_Exercise brief_
Nothing in the data below may be left out; return all of it exactly.

_Provided material_
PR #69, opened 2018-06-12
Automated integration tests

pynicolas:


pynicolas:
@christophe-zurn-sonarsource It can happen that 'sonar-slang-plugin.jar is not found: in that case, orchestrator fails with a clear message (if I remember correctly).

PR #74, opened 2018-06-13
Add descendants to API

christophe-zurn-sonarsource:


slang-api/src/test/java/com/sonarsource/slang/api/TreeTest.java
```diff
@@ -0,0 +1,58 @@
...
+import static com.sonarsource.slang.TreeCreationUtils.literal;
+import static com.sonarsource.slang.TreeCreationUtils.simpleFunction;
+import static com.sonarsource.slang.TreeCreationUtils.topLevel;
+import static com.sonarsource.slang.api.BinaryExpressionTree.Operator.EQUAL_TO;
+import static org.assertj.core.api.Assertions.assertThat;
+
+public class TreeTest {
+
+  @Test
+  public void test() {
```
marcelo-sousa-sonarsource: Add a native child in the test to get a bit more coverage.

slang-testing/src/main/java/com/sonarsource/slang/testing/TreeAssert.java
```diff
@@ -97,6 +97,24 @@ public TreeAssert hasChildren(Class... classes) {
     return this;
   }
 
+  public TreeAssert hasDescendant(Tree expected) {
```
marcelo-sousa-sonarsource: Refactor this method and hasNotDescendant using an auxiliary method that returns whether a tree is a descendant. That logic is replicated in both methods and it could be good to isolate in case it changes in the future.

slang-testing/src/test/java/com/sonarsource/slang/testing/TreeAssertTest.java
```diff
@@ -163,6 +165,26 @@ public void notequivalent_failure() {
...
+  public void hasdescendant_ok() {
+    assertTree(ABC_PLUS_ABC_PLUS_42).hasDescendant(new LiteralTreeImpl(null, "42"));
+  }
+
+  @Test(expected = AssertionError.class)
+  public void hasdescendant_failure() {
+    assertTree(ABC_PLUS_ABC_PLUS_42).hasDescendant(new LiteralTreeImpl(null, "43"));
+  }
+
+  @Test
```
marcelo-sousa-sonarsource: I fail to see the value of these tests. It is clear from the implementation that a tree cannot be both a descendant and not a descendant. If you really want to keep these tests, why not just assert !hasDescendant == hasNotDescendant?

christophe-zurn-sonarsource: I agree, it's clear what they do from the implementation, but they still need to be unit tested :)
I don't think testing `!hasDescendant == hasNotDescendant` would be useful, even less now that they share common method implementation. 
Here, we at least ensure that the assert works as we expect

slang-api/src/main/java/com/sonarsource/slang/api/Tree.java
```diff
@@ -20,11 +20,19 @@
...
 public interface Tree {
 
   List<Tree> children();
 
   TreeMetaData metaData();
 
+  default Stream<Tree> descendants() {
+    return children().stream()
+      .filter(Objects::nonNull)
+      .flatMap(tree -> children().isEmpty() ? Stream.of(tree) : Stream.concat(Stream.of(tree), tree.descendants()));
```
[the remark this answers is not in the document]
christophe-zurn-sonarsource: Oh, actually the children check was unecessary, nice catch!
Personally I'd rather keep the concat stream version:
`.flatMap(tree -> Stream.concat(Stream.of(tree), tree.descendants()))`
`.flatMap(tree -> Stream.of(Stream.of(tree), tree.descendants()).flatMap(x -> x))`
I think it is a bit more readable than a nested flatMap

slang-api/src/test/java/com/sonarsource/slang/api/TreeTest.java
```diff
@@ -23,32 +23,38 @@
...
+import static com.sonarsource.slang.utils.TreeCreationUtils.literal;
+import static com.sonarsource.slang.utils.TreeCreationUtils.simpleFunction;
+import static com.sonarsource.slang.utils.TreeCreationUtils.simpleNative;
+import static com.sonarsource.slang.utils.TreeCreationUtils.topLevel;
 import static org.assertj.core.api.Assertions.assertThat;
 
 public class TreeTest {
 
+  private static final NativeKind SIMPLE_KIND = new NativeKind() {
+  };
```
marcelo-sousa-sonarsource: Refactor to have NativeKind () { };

_Your response_
PR #69, opened 2018-06-12
Automated integration tests

pynicolas:


pynicolas:
@christophe-zurn-sonarsource It can happen that 'sonar-slang-plugin.jar is not found: in that case, orchestrator fails with a clear message (if I remember correctly).

PR #74, opened 2018-06-13
Add descendants to API

christophe-zurn-sonarsource:


slang-api/src/test/java/com/sonarsource/slang/api/TreeTest.java
```diff
@@ -0,0 +1,58 @@
...
+import static com.sonarsource.slang.TreeCreationUtils.literal;
+import static com.sonarsource.slang.TreeCreationUtils.simpleFunction;
+import static com.sonarsource.slang.TreeCreationUtils.topLevel;
+import static com.sonarsource.slang.api.BinaryExpressionTree.Operator.EQUAL_TO;
+import static org.assertj.core.api.Assertions.assertThat;
+
+public class TreeTest {
+
+  @Test
+  public void test() {
```
marcelo-sousa-sonarsource: Add a native child in the test to get a bit more coverage.

slang-testing/src/main/java/com/sonarsource/slang/testing/TreeAssert.java
```diff
@@ -97,6 +97,24 @@ public TreeAssert hasChildren(Class... classes) {
     return this;
   }
 
+  public TreeAssert hasDescendant(Tree expected) {
```
marcelo-sousa-sonarsource: Refactor this method and hasNotDescendant using an auxiliary method that returns whether a tree is a descendant. That logic is replicated in both methods and it could be good to isolate in case it changes in the future.

slang-testing/src/test/java/com/sonarsource/slang/testing/TreeAssertTest.java
```diff
@@ -163,6 +165,26 @@ public void notequivalent_failure() {
...
+  public void hasdescendant_ok() {
+    assertTree(ABC_PLUS_ABC_PLUS_42).hasDescendant(new LiteralTreeImpl(null, "42"));
+  }
+
+  @Test(expected = AssertionError.class)
+  public void hasdescendant_failure() {
+    assertTree(ABC_PLUS_ABC_PLUS_42).hasDescendant(new LiteralTreeImpl(null, "43"));
+  }
+
+  @Test
```
marcelo-sousa-sonarsource: I fail to see the value of these tests. It is clear from the implementation that a tree cannot be both a descendant and not a descendant. If you really want to keep these tests, why not just assert !hasDescendant == hasNotDescendant?

christophe-zurn-sonarsource: I agree, it's clear what they do from the implementation, but they still need to be unit tested :)
I don't think testing `!hasDescendant == hasNotDescendant` would be useful, even less now that they share common method implementation. 
Here, we at least ensure that the assert works as we expect

slang-api/src/main/java/com/sonarsource/slang/api/Tree.java
```diff
@@ -20,11 +20,19 @@
...
 public interface Tree {
 
   List<Tree> children();
 
   TreeMetaData metaData();
 
+  default Stream<Tree> descendants() {
+    return children().stream()
+      .filter(Objects::nonNull)
+      .flatMap(tree -> children().isEmpty() ? Stream.of(tree) : Stream.concat(Stream.of(tree), tree.descendants()));
```
[the remark this answers is not in the document]
christophe-zurn-sonarsource: Oh, actually the children check was unecessary, nice catch!
Personally I'd rather keep the concat stream version:
`.flatMap(tree -> Stream.concat(Stream.of(tree), tree.descendants()))`
`.flatMap(tree -> Stream.of(Stream.of(tree), tree.descendants()).flatMap(x -> x))`
I think it is a bit more readable than a nested flatMap

slang-api/src/test/java/com/sonarsource/slang/api/TreeTest.java
```diff
@@ -23,32 +23,38 @@
...
+import static com.sonarsource.slang.utils.TreeCreationUtils.literal;
+import static com.sonarsource.slang.utils.TreeCreationUtils.simpleFunction;
+import static com.sonarsource.slang.utils.TreeCreationUtils.simpleNative;
+import static com.sonarsource.slang.utils.TreeCreationUtils.topLevel;
 import static org.assertj.core.api.Assertions.assertThat;
 
 public class TreeTest {
 
+  private static final NativeKind SIMPLE_KIND = new NativeKind() {
+  };
```
marcelo-sousa-sonarsource: Refactor to have NativeKind () { };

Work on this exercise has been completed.